§ Supplied material:

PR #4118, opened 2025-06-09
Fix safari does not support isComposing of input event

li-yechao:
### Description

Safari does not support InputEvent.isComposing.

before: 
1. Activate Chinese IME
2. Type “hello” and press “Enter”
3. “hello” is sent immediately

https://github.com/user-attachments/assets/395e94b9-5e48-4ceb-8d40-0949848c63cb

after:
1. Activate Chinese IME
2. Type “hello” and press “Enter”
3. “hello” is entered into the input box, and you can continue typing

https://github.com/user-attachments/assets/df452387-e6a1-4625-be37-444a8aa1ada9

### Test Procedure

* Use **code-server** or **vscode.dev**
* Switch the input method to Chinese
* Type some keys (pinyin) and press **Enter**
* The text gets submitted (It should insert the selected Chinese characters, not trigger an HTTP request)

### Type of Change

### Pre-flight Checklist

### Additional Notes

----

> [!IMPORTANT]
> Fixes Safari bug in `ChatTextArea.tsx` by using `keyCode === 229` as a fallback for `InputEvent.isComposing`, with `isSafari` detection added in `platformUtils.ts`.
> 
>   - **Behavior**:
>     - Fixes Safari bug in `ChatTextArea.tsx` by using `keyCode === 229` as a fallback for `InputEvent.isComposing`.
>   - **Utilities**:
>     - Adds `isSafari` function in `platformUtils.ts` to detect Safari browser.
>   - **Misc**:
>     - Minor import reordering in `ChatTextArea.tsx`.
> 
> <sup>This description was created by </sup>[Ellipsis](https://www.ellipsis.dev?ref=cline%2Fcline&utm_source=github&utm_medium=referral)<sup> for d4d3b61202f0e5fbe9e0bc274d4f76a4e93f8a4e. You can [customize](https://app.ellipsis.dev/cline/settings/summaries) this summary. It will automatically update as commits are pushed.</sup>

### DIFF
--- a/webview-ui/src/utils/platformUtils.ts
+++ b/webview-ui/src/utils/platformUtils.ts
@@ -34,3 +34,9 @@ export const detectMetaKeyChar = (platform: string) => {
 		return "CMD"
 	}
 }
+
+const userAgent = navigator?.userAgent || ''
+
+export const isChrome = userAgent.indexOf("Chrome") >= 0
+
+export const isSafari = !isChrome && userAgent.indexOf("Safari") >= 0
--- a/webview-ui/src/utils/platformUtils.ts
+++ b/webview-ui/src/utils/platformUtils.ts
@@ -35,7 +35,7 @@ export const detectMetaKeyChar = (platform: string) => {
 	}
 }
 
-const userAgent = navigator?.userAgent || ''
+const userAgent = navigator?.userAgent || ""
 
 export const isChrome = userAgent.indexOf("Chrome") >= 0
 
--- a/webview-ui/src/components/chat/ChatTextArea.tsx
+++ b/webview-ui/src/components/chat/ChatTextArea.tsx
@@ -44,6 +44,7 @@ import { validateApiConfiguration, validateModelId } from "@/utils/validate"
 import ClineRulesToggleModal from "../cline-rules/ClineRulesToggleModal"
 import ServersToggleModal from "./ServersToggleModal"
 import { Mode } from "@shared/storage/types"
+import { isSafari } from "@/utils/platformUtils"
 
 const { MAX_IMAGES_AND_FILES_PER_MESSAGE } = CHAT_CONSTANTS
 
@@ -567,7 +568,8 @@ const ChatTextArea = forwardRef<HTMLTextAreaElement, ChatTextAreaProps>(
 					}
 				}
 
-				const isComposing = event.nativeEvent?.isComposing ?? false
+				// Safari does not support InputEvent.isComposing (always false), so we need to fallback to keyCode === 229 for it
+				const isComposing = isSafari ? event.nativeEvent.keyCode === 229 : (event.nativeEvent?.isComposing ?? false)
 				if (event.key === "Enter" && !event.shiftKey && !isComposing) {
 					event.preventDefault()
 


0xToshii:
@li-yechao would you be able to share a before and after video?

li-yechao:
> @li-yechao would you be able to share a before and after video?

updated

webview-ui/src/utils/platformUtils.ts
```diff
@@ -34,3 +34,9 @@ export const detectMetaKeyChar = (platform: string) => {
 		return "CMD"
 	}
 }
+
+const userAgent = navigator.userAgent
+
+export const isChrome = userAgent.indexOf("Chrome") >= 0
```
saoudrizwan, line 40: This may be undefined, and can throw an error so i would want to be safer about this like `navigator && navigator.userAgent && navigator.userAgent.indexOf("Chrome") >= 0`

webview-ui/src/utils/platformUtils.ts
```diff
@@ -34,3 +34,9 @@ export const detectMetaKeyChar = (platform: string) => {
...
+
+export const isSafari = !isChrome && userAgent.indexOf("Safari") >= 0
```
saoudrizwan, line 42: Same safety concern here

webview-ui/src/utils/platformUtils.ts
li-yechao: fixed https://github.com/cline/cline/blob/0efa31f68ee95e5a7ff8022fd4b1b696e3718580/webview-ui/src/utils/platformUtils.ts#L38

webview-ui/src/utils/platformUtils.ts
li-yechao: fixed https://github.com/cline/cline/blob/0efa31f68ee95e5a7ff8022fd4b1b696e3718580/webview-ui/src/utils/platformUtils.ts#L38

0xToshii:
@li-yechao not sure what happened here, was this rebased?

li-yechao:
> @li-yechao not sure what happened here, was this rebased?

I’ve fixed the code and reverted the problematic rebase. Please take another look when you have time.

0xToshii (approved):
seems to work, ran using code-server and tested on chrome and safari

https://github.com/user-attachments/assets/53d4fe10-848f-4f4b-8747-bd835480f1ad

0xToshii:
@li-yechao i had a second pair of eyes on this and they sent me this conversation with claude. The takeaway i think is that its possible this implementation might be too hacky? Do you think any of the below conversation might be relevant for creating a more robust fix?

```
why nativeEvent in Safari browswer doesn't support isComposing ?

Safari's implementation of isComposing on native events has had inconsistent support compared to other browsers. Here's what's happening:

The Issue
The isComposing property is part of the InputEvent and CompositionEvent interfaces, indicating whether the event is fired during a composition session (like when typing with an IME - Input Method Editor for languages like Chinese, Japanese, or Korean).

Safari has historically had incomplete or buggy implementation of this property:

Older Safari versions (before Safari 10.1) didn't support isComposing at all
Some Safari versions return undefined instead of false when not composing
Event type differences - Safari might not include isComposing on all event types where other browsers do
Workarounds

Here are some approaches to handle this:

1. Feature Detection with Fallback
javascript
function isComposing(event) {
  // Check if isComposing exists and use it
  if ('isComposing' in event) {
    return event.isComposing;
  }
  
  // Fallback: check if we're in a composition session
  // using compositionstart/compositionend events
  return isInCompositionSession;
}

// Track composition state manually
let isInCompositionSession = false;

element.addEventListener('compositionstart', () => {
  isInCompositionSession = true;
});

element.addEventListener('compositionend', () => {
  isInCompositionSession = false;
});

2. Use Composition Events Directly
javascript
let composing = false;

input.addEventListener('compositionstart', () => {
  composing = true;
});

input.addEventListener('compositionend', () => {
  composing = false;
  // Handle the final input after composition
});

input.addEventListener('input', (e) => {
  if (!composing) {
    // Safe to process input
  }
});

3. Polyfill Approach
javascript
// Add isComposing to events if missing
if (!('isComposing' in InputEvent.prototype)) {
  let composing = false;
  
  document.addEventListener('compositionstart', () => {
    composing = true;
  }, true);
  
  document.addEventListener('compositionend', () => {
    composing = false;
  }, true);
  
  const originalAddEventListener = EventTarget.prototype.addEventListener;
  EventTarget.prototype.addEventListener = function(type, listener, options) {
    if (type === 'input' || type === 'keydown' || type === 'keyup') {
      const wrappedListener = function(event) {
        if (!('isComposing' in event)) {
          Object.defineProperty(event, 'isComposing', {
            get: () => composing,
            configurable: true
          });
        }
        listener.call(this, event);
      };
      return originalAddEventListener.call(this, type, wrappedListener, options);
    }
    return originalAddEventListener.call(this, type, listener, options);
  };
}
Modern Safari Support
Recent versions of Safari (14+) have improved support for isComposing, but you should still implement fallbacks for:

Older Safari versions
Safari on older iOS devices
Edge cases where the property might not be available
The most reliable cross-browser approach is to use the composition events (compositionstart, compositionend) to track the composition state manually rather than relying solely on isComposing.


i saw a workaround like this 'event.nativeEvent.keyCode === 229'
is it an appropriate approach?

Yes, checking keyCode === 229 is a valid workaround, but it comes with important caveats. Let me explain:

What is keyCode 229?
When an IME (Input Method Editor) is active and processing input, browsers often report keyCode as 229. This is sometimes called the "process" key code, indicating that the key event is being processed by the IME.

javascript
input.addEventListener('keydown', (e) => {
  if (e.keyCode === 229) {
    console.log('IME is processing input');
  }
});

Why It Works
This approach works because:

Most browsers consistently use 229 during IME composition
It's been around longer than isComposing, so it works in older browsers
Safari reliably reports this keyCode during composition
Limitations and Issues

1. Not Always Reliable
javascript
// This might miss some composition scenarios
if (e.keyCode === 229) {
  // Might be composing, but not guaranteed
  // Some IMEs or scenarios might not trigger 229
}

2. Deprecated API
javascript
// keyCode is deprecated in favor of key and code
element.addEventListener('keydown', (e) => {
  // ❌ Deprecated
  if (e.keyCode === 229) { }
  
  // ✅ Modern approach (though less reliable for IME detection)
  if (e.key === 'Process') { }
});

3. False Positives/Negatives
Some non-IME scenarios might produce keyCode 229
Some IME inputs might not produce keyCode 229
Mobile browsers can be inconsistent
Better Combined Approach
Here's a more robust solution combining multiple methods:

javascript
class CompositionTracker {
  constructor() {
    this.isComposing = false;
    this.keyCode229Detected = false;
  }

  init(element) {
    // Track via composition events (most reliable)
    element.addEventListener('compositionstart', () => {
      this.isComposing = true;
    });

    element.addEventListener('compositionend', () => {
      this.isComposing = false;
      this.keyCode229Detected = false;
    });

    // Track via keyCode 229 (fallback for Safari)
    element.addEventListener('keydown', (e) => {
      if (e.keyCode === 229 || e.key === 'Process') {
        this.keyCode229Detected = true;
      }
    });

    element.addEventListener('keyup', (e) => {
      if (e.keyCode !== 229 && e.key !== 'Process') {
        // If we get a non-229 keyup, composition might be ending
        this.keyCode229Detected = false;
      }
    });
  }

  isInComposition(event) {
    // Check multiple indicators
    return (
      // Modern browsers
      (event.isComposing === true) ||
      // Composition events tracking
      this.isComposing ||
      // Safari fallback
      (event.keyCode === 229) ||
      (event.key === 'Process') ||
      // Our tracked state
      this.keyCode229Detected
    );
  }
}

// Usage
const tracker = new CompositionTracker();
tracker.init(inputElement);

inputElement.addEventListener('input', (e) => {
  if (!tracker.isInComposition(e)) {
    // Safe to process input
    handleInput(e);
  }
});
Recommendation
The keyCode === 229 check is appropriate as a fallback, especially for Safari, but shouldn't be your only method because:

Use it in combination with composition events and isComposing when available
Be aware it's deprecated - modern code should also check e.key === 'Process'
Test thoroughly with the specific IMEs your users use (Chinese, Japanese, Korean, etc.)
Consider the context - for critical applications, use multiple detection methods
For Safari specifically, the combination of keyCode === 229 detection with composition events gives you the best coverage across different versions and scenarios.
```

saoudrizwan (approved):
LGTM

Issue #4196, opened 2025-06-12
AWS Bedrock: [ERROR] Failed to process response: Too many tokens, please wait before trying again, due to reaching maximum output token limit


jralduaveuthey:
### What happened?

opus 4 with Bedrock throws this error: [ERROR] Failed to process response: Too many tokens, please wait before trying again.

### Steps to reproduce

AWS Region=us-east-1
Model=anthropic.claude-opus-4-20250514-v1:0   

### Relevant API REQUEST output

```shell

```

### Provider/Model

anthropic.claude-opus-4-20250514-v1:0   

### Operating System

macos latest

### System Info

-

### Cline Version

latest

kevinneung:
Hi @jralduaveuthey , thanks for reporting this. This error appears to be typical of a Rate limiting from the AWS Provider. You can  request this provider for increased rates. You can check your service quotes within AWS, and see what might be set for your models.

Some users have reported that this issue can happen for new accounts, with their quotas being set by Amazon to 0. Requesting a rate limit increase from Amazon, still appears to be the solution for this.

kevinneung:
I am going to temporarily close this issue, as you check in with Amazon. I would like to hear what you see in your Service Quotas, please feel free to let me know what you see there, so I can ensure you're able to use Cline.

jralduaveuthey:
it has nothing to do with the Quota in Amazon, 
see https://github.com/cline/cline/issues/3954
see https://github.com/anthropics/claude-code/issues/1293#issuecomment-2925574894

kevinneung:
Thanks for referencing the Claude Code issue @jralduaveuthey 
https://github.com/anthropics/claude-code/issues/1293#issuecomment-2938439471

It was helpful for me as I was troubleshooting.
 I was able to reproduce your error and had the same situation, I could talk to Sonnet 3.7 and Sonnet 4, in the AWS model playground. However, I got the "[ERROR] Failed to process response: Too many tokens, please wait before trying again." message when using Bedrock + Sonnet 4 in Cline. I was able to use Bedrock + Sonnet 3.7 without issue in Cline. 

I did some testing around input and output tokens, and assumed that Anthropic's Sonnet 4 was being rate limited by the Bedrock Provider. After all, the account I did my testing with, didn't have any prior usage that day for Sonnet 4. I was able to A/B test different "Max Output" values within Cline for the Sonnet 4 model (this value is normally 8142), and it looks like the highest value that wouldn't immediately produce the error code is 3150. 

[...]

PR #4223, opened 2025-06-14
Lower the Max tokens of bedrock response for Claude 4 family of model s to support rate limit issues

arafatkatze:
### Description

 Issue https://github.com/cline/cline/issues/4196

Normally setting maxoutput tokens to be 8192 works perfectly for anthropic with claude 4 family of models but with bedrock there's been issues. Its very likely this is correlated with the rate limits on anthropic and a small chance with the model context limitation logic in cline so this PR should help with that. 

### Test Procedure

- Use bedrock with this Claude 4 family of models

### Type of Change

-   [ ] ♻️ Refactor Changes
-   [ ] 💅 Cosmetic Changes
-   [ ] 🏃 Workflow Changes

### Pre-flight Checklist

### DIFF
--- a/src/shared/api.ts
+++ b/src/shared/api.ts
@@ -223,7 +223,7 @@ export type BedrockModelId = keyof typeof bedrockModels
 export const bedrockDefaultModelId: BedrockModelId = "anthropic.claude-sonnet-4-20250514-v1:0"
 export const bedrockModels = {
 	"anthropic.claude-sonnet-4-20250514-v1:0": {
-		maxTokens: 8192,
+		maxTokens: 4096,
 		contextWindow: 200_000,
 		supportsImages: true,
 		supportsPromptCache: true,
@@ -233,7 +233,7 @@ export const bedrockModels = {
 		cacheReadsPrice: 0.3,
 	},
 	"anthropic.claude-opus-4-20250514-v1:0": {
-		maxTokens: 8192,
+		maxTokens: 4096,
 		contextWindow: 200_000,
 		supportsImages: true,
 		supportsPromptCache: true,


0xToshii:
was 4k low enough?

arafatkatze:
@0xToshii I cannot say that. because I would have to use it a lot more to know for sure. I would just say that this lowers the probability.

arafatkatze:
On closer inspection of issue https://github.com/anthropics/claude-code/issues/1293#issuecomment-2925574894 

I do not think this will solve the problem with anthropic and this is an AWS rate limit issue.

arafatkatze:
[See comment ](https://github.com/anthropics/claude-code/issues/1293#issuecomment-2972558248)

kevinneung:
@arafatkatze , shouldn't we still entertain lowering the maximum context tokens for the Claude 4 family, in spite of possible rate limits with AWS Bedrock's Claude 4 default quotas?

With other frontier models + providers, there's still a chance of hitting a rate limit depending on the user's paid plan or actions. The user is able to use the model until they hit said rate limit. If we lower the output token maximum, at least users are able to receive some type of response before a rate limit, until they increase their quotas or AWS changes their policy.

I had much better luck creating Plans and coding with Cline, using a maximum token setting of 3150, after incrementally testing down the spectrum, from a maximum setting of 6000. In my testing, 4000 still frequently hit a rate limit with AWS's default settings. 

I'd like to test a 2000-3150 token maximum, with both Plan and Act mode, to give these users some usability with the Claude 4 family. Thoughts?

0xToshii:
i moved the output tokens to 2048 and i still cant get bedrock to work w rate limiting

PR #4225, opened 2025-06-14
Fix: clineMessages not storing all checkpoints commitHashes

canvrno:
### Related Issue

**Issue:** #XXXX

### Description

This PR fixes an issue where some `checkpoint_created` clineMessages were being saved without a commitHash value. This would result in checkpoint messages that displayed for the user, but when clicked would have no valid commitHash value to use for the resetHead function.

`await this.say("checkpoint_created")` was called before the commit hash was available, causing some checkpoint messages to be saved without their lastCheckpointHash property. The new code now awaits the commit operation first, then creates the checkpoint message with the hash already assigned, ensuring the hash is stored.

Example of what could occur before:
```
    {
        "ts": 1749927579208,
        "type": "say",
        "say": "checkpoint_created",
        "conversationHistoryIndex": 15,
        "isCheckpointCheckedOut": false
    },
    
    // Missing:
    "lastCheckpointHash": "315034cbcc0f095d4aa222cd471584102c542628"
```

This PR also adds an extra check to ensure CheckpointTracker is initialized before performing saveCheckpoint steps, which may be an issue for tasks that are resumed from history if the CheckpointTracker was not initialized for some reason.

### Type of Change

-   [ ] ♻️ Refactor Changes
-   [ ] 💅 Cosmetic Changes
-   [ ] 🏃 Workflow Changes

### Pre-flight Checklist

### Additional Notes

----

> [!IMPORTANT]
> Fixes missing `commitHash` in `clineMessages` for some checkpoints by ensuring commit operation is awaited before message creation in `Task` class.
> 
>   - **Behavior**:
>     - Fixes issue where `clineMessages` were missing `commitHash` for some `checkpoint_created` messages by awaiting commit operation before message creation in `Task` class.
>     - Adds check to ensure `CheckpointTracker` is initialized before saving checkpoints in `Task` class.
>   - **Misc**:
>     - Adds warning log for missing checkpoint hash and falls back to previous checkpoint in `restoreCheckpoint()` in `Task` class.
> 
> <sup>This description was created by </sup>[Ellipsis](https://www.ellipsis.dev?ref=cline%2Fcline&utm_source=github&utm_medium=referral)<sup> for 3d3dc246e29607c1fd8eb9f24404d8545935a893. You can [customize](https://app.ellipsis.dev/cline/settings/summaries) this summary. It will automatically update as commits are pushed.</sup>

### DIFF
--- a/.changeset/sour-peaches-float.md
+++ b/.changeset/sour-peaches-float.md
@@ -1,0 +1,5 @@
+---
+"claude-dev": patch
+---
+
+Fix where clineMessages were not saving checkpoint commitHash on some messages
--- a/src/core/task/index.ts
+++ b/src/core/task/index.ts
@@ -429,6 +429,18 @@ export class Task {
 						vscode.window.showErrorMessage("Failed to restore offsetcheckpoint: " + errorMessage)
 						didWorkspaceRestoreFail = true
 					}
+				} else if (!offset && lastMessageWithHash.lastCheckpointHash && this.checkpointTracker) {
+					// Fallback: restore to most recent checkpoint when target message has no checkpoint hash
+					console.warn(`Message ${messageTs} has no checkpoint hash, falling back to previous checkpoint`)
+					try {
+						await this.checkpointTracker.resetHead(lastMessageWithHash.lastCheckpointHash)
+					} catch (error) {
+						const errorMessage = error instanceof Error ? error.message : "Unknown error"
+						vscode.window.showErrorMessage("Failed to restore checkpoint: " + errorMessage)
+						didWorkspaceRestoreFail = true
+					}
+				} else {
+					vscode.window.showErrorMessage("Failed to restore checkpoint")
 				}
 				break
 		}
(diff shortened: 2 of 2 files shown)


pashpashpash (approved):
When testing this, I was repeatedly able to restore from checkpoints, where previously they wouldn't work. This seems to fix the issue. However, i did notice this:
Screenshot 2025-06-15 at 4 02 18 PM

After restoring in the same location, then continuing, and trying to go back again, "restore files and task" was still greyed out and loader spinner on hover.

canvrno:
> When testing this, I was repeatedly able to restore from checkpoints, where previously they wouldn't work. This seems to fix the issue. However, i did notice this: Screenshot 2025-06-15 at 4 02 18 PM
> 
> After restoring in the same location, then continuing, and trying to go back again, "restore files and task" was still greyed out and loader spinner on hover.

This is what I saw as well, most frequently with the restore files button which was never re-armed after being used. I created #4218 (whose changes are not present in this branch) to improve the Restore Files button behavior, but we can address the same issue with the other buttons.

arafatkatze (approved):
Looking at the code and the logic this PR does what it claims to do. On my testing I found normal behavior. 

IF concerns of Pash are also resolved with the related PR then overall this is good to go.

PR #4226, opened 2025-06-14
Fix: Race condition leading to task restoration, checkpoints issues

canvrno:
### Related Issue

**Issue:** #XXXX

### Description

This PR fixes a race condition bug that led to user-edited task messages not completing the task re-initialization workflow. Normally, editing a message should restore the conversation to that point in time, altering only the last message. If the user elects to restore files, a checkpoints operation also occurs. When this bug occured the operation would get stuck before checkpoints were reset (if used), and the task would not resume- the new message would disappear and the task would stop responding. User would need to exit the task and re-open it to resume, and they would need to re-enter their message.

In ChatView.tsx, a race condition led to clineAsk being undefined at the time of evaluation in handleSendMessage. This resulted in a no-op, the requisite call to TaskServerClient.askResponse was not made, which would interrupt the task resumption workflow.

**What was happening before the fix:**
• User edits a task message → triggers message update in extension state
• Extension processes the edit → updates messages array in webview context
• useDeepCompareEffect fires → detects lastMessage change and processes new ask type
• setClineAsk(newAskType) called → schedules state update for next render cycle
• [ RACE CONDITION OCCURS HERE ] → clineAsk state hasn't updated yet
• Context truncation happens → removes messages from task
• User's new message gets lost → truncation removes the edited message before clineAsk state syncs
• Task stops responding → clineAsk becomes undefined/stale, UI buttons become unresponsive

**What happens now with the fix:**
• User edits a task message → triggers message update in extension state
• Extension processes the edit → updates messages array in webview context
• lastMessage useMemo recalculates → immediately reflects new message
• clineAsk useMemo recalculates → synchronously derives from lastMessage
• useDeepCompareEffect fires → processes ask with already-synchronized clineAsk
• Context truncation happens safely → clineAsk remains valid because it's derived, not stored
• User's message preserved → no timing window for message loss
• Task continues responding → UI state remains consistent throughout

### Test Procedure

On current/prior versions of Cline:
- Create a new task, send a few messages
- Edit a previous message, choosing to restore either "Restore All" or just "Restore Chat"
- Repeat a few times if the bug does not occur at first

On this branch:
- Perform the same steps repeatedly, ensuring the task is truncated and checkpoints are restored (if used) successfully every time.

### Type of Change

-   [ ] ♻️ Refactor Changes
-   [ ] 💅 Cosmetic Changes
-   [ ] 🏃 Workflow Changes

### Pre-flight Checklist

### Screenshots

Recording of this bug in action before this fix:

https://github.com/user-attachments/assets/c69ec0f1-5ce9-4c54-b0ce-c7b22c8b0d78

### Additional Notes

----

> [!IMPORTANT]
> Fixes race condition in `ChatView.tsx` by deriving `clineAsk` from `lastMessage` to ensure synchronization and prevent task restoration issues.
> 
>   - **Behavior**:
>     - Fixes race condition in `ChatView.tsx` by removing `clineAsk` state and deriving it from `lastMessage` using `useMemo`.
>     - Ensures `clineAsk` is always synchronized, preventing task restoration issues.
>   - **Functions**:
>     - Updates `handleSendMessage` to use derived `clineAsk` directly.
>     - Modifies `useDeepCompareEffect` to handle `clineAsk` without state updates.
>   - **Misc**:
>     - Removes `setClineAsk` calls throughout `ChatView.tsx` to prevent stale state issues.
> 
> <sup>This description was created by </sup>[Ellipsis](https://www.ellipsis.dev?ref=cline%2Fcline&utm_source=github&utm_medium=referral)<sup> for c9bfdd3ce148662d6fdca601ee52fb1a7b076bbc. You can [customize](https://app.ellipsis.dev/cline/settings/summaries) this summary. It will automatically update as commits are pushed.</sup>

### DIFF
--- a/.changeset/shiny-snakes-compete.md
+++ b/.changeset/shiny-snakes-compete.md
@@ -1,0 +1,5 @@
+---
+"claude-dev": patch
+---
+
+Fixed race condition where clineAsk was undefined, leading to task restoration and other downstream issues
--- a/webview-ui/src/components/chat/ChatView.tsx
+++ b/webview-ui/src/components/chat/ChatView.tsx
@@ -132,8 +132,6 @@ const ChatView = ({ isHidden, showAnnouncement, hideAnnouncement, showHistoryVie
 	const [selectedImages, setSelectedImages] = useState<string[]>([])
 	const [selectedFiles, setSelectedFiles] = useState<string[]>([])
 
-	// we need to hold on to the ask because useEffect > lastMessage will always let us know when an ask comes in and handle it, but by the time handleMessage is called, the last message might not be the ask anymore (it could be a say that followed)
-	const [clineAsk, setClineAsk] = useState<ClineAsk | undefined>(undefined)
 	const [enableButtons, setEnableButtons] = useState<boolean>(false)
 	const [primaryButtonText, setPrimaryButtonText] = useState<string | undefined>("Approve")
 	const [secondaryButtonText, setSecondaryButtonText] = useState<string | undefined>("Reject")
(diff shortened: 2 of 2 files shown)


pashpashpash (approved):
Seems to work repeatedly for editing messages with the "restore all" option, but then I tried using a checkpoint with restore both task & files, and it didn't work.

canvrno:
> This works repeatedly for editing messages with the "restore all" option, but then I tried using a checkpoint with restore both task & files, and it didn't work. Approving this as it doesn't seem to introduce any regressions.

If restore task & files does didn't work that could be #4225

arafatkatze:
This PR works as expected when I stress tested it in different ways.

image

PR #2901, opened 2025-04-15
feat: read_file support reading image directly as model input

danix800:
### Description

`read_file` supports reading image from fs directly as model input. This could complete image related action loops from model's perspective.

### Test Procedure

§ Required action:
A verbatim transcription is needed of the lines above, starting at the line with "### Operating System" and ending at the line with "I was able to reproduce", both included, and of nothing else.

§ Answer to this task:
### Operating System

macos latest

### System Info

-

### Cline Version

latest

kevinneung:
Hi @jralduaveuthey , thanks for reporting this. This error appears to be typical of a Rate limiting from the AWS Provider. You can  request this provider for increased rates. You can check your service quotes within AWS, and see what might be set for your models.

Some users have reported that this issue can happen for new accounts, with their quotas being set by Amazon to 0. Requesting a rate limit increase from Amazon, still appears to be the solution for this.

kevinneung:
I am going to temporarily close this issue, as you check in with Amazon. I would like to hear what you see in your Service Quotas, please feel free to let me know what you see there, so I can ensure you're able to use Cline.

jralduaveuthey:
it has nothing to do with the Quota in Amazon, 
see https://github.com/cline/cline/issues/3954
see https://github.com/anthropics/claude-code/issues/1293#issuecomment-2925574894

kevinneung:
Thanks for referencing the Claude Code issue @jralduaveuthey 
https://github.com/anthropics/claude-code/issues/1293#issuecomment-2938439471

It was helpful for me as I was troubleshooting.
 I was able to reproduce your error and had the same situation, I could talk to Sonnet 3.7 and Sonnet 4, in the AWS model playground. However, I got the "[ERROR] Failed to process response: Too many tokens, please wait before trying again." message when using Bedrock + Sonnet 4 in Cline. I was able to use Bedrock + Sonnet 3.7 without issue in Cline. 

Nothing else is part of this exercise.